Here is a scan of My essential function sketches
YOU MAY NOT USE MY PAGE. Copy it in your own hand.
Fri-Sun Do Ch 5 exercises #1-7 and continue if you need practice with the extra exponent practice.
View the last two Ch 5 videos at SUPPLEMENTAL MATERIALS, on continuous compounding and effective interest rate.
View all (yes, all) limit videos at VIDEOS
Read Ch 6. (Stay tuned here. One other post to come, which is practicing graphing piecewise functions.)
Mon Did you watch all the limit videos? Watch them again and use them and the examples in the book to do as many of the problems as you can so far.
Do Exercises p. 67 #1-12, #16-30 even.
The short of it is this: To find a limit, first plug in the x = a given.

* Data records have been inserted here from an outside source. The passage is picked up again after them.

PR #13029, opened 2026-03-11
fix(tab-view): reset Android offset when pager becomes idle

christophby:
# react-native-tab-view

## What does this fix?
- Reset the tab-view pager `offset` to `0` when `pageScrollState` becomes `idle` on Android.
- Prevent offset drift that can leave the indicator visually between tabs after swipe completion.
- Keep scope limited to `PagerViewAdapter.native.tsx`; iOS and web behavior remain unchanged.

**Before** (glitches start at 0:14)

https://github.com/user-attachments/assets/a7cdbf2f-11b9-4684-96d2-48db28239fac

**After**

https://github.com/user-attachments/assets/20ad9d6d-b345-4a8b-9d93-6529118dc6c4

## Reproduction
* [Repo](https://github.com/christophby/rn-true-sheet-repro)
* run `npm i`
* `npm run android`
* Navigate to "Profile" Tab. -> You should see the issue
* Run `npx patch-package`
* Reload app
* Issue should be gone

### DIFF
--- a/packages/react-native-tab-view/src/PagerViewAdapter.native.tsx
+++ b/packages/react-native-tab-view/src/PagerViewAdapter.native.tsx
@@ -90,6 +90,10 @@ export function PagerViewAdapter({
 
     switch (pageScrollState) {
       case 'idle':
+        if (Platform.OS === 'android') {
+          // Work around pager offset drift that can leave indicator in-between tabs.
+          offset.setValue(0);
+        }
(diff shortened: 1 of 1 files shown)


satya164 (changes requested):
thanks for the pr. this looks like a bug in react-native-pager-view. can you open an issue there? I'd prefer to avoid workarounds here.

If you don't get a number, but get 0/0 or number/0, then you have to resort to algebra. The videos are your friend. I will be, too, but not till Wednesday.
Hint: I have posted the solutions already, so you could follow along.
Read Ch 9 Continuity
Find several more, including videos on graphing piecewise functions under Continuity in VIDEOS
Do Ch 9 pp 84-85 #1 a-e, 2 a-d, 4, 5, 6
Read Ch 7 and Ch 8
Short quiz on Friday on, compound interest, limits and continuity. No notes are allowed on this quiz.
Ch 5 Know all the formulas, n = finite and continuous compounding. Know how to solve for t. Effective interest rate.
Ch 6 Know how to take limits of all types, given a function and/or a graph.
Ch 7 Know the criteria of 'f is continuous at a point x = a' to use when you justify whether a function is continuous or fails. Be able to Graph a piecewise function. The video has two clear examples.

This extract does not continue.